For investors, any charges are a bad thing, because they reduce your return. Sometimes they may be unavoidable – you can’t for instance buy and sell shares for free – but fund charges are absolutely avoidable. To avoid them, all you have to do is not invest in the fund! If you invest in an index tracker fund, you will pay charges, but the total expense ratio (TER), which measures the total costs to investors including all fees, can be as low as 0.27%. That’s just over a quarter of 1%, which most people can live with. Yes, index trackers won’t beat the index, and some hot-shot managers do beat the index for a while, but only very few, like the glorious Warren Buffett, have been able to do it spectacularly over many decades. Sadly, it is probably too late to obtain spectacular returns by investing in Berkshire because of its size, and when Buffett finally retires or passes away, it is highly unlikely that any replacement will be able to match his long-term performance.

So here’s another point about due diligence; remember that you, the investor, are investing for your whole life. Funds and fund managers come and go, and there is a clear moral hazard if they are getting rewarded by short-term performance and taking a cut out of your assets every year.

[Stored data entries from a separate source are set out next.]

PR #536, opened 2025-01-23
Fix motion bugs and add `colorscale` keyword in `plot_image`

pvillacorta:
This PR solves some motion-related bugs that appeared in previous PRs.
Additionally, I added a `colorscale` keyword for the `plot_image` function (Let me know if I should include this in another PR or take advantage and include it in this one).

### DIFF
--- a/KomaMRIBase/src/datatypes/sequence/Grad.jl
+++ b/KomaMRIBase/src/datatypes/sequence/Grad.jl
@@ -226,6 +226,13 @@ Base.zero(::Type{Grad}) = Grad(0.0, 0.0)
 # Rotation
 Base.zero(::Grad) = Grad(0.0, 0.0)
 *(α::Real, x::Grad) = Grad(α * x.A, x.T, x.rise, x.fall, x.delay)
+*(α::Matrix, x::Array{Grad}) = begin
+    y = deepcopy(x)
+    for (i, g) in enumerate(y)
+        g.A = (α*x.A)[i]
+    end
+    return y
+end
 +(x::Grad, y::Grad) = Grad(x.A .+ y.A, max(x.T, y.T), max(x.rise, y.rise), max(x.fall, y.fall), max(x.delay, y.delay)) #TODO: solve this in a better way (by "stacking" gradients) issue #487
 # Others
 *(x::Grad, α::Real) = Grad(α * x.A, x.T, x.rise, x.fall, x.delay)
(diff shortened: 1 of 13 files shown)


cncastillo:
I think it's fine, is it ready to merge?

Due diligence always matters

Glib assurances are no substitute for doing your own due diligence as much as possible. If you buy a house, for instance, you would take a lot of trouble to find out everything you could about it yourself, as well as paying experts – lawyers and surveyors – to make further checks that you cannot do properly yourself. Although some people unwisely try to cut corners by, for instance, not paying for a full structural survey, most people understand this is a false economy. Sensible people will also bring along a builder they trust to view the house, to help them understand what any renovations or additions are likely to entail. They will walk around the neighbourhood and talk to local people about it. They will visit the house at different times of the day to get a feeling for things like traffic and noise levels. They will compare prices and research planning issues. In short, people tend to be very, very fussy about buying a house, not only because they don’t want to be sold a pup but also because they really want to understand what they are letting themselves in for. That’s due diligence! Many of these fussy house buyers are much less fussy about choosing financial investments, which makes no sense at all.

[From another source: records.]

PR #1581, opened 2020-01-16
RHPAM-2556 - Case reopen capability

mswiderski:


jbpm-case-mgmt/jbpm-case-mgmt-impl/src/main/java/org/jbpm/casemgmt/impl/command/ReopenCaseCommand.java
```diff
@@ -79,20 +79,22 @@ public Void execute(Context context) {
...
         }
-        ksession.update(factHandle, caseFile);
+        
         
         logger.debug("Starting process instance for case {} and case definition {}", caseId, caseDefinitionId);
         CorrelationKey correlationKey = correlationKeyFactory.newCorrelationKey(caseId);
         Map<String, Object> params = new HashMap<>();
         // set case id to allow it to use CaseContext when creating runtime engine
         params.put(EnvironmentName.CASE_ID, caseId);
         long processInstanceId = processService.startProcess(deploymentId, caseDefinitionId, correlationKey, params);
```
gmunozfe: Hi @mswiderski 
There are 3 tests failing in _CaseServiceImplTest_ class:

_testStartThenReopenEmptyCase
testStartThenReopenEmptyCaseUpdateData
testStartThenReopenEmptyCaseUpdateDescription_

_expected:<[my first case]> but was:<[#{name}]>_

It seems like when starting the process, {name} variable has no value

jbpm-case-mgmt/jbpm-case-mgmt-impl/src/main/java/org/jbpm/casemgmt/impl/command/ReopenCaseCommand.java
```diff
@@ -79,20 +79,22 @@ public Void execute(Context context) {
...
+        ksession.insert(caseFile);
```
gmunozfe: Shouldn't _caseFile_ be inserted  before starting the process?

mswiderski: no, that's the thing if it is then it will fire rules before any of the listeners is triggered

jbpm-case-mgmt/jbpm-case-mgmt-impl/src/main/java/org/jbpm/casemgmt/impl/command/ReopenCaseCommand.java
mswiderski: working on a fix, thanks for checking on it

mswiderski: pushed a fix so let's see how it goes in Jenkins now...

jbpm-case-mgmt/jbpm-case-mgmt-impl/src/main/java/org/jbpm/casemgmt/impl/command/ReopenCaseCommand.java
gmunozfe: yes, I've tested that approach, but some assertions are failing, because without the caseFile_ prefix, a new variable is created, so expecting 3 instead of 4:
caseFile_name vs name (new one).

jbpm-case-mgmt/jbpm-case-mgmt-impl/src/main/java/org/jbpm/casemgmt/impl/command/ReopenCaseCommand.java
gmunozfe: I've tested that approach, but some assertions are failing, because expecting 3 variables instead of 4 (because this time -inserting it like that- doesn't have caseId_ prefix):
variableId=caseFile_name  vs. variableId=name

gmunozfe: And if add them with the prefix
for (Map.Entry<String, Object> entry : caseData.entrySet()) {
            params.put(VariableScope.CASE_FILE_PREFIX + entry.getKey(), entry.getValue());
        }
Then, getVariable at VariableScopeInstance class, don't transform it as
caseFiles.size() == 0

mswiderski: you're right, I refactored this to suit both needs, have a look again

gmunozfe: thanks Maciej! It seems now it's working (though let Jenkins to finish)

mswiderski:
@gmunozfe @MarianMacik are there any other comments or do we consider this good to be merged?

gmunozfe:
This is OK to merge @mswiderski 
SonarCloud is not calculating correctly the test coverage when more PRs are added.

elguardian:
@kiegroup/gatekeepers merge plz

Doing due diligence is not just about spotting possible fraud; it is also about making sure that you properly understand what you are investing in. Some kinds of ETFs, for instance, may be right for you, but if you don’t understand how ETFs work, you are leaving yourself open to potentially nasty surprises, quite unnecessarily. So make sure that you really do understand what you are buying. And, to continue the house-buying analogy, you wouldn’t buy a house just because a lawyer or a surveyor told you to, would you? So why would you invest in something just because a financial adviser or a salesperson told you to do so? Now, there are some very wise old advisers and brokers who know what they are talking about, but most of the ones you will encounter are just reasonably well-trained drones. They will follow the regulations and conduct a ‘fact find’ into your circumstances and risk appetite before recommending investments, but those investments may be considerably less bespoke than they seem – and cases of misselling occur with monotonous regularity. So don’t switch off your brain just because you have an adviser!